What is required: Below are records; copy every line among them that contains the word "matching".

Extracted entries:
PR #94, opened 2026-07-31
Add portable TLAPS agent skills

munimthahmid:
## What changed

- Add two portable TLAPS skills: one for validating inductive invariants and one for practical proof hints.
- Remove the duplicated skill guidance from the prompt and docs.
- Copy the skills into the project skill folder used by Codex, Claude Code, Copilot, Cursor, LiteLLM, and Pi.
- Save the exact skills used with each run and reuse them on retries.
- Centralize skill discovery and validation so every supported agentic backend receives the same validated skill catalog.
- LiteLLM has no built-in skill loader, so show its agent the catalog and let it read the matching `SKILL.md` when needed.
- Keep one-shot backends unchanged. They make one model request without tools, so they cannot load a matching `SKILL.md` during the run.

## Testing

- All 1,231 automated tests pass.
- Tested skill discovery with all six supported agentic backends: Codex, Claude Code, Copilot, Cursor, LiteLLM, and Pi.
- Live tests confirmed that Cursor and LiteLLM load the matching `SKILL.md`.
- A live Claude Code agent run selected and loaded the invariant-validation skill without being explicitly prompted to use a skill.


munimthahmid:
@Qian-Cheng-nju can you review it? Thanks!

Qian-Cheng-nju:
@sukanya1426 Could you please review this for me first? We should focus mainly on whether the skill installation is correct. I will review this as well.

src/evaluator/backends/pi.py
```diff
@@ -786,7 +787,7 @@ def build_command(self, workspace: str, result_dir: str) -> list[str]:
             (
                 "prompt=$(cat); "
                 f"cd {shlex.quote(workspace)}; "
-                "pi --mode json --no-session "
+                "pi --mode json --no-session --approve "
```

Result of the task:
- LiteLLM has no built-in skill loader, so show its agent the catalog and let it read the matching `SKILL.md` when needed.
- Keep one-shot backends unchanged. They make one model request without tools, so they cannot load a matching `SKILL.md` during the run.
- Live tests confirmed that Cursor and LiteLLM load the matching `SKILL.md`.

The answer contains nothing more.